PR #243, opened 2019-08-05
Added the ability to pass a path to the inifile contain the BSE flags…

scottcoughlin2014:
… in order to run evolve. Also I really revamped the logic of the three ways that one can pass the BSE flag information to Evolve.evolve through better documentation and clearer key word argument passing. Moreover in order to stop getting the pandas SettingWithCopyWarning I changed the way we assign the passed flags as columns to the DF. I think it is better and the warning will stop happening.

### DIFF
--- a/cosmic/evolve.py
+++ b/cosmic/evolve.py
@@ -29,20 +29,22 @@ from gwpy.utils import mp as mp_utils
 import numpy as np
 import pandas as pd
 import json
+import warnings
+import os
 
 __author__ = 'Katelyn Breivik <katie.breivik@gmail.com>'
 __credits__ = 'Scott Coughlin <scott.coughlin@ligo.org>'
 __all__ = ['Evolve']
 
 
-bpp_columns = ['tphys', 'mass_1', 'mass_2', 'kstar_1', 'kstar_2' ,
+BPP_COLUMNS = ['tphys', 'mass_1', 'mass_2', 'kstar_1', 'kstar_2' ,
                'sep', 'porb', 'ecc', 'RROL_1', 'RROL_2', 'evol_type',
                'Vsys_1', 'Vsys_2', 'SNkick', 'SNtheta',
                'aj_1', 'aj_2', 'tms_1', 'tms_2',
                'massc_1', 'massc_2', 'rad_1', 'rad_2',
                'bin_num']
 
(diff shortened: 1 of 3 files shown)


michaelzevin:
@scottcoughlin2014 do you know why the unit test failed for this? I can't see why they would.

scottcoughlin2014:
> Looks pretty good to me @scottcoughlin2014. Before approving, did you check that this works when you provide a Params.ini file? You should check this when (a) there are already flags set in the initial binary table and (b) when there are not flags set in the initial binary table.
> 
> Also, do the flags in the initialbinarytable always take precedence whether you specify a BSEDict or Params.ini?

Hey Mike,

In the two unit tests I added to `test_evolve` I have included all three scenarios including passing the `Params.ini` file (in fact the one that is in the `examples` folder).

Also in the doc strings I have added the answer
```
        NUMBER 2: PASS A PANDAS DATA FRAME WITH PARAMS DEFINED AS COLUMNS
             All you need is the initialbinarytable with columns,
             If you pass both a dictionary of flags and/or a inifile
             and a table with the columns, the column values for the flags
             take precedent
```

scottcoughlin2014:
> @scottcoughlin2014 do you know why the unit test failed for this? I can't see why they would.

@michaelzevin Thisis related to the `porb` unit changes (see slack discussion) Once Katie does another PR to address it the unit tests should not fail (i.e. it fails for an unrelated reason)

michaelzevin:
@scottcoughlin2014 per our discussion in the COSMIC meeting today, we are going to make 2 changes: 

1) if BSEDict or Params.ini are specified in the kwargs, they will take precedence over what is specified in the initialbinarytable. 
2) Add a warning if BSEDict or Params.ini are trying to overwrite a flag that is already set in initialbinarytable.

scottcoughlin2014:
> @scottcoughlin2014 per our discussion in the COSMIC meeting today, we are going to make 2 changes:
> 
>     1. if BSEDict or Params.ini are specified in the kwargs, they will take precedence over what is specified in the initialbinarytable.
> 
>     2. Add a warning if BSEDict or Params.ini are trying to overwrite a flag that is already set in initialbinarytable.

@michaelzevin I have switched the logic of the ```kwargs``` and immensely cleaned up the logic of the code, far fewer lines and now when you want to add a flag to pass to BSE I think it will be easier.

#####

In your response, give all the records again with nothing altered.

§ **Expected output**:
PR #243, opened 2019-08-05
Added the ability to pass a path to the inifile contain the BSE flags…

scottcoughlin2014:
… in order to run evolve. Also I really revamped the logic of the three ways that one can pass the BSE flag information to Evolve.evolve through better documentation and clearer key word argument passing. Moreover in order to stop getting the pandas SettingWithCopyWarning I changed the way we assign the passed flags as columns to the DF. I think it is better and the warning will stop happening.

### DIFF
--- a/cosmic/evolve.py
+++ b/cosmic/evolve.py
@@ -29,20 +29,22 @@ from gwpy.utils import mp as mp_utils
 import numpy as np
 import pandas as pd
 import json
+import warnings
+import os
 
 __author__ = 'Katelyn Breivik <katie.breivik@gmail.com>'
 __credits__ = 'Scott Coughlin <scott.coughlin@ligo.org>'
 __all__ = ['Evolve']
 
 
-bpp_columns = ['tphys', 'mass_1', 'mass_2', 'kstar_1', 'kstar_2' ,
+BPP_COLUMNS = ['tphys', 'mass_1', 'mass_2', 'kstar_1', 'kstar_2' ,
                'sep', 'porb', 'ecc', 'RROL_1', 'RROL_2', 'evol_type',
                'Vsys_1', 'Vsys_2', 'SNkick', 'SNtheta',
                'aj_1', 'aj_2', 'tms_1', 'tms_2',
                'massc_1', 'massc_2', 'rad_1', 'rad_2',
                'bin_num']
 
(diff shortened: 1 of 3 files shown)


michaelzevin:
@scottcoughlin2014 do you know why the unit test failed for this? I can't see why they would.

scottcoughlin2014:
> Looks pretty good to me @scottcoughlin2014. Before approving, did you check that this works when you provide a Params.ini file? You should check this when (a) there are already flags set in the initial binary table and (b) when there are not flags set in the initial binary table.
> 
> Also, do the flags in the initialbinarytable always take precedence whether you specify a BSEDict or Params.ini?

Hey Mike,

In the two unit tests I added to `test_evolve` I have included all three scenarios including passing the `Params.ini` file (in fact the one that is in the `examples` folder).

Also in the doc strings I have added the answer
```
        NUMBER 2: PASS A PANDAS DATA FRAME WITH PARAMS DEFINED AS COLUMNS
             All you need is the initialbinarytable with columns,
             If you pass both a dictionary of flags and/or a inifile
             and a table with the columns, the column values for the flags
             take precedent
```

scottcoughlin2014:
> @scottcoughlin2014 do you know why the unit test failed for this? I can't see why they would.

@michaelzevin Thisis related to the `porb` unit changes (see slack discussion) Once Katie does another PR to address it the unit tests should not fail (i.e. it fails for an unrelated reason)

michaelzevin:
@scottcoughlin2014 per our discussion in the COSMIC meeting today, we are going to make 2 changes: 

1) if BSEDict or Params.ini are specified in the kwargs, they will take precedence over what is specified in the initialbinarytable. 
2) Add a warning if BSEDict or Params.ini are trying to overwrite a flag that is already set in initialbinarytable.

scottcoughlin2014:
> @scottcoughlin2014 per our discussion in the COSMIC meeting today, we are going to make 2 changes:
> 
>     1. if BSEDict or Params.ini are specified in the kwargs, they will take precedence over what is specified in the initialbinarytable.
> 
>     2. Add a warning if BSEDict or Params.ini are trying to overwrite a flag that is already set in initialbinarytable.

@michaelzevin I have switched the logic of the ```kwargs``` and immensely cleaned up the logic of the code, far fewer lines and now when you want to add a flag to pass to BSE I think it will be easier.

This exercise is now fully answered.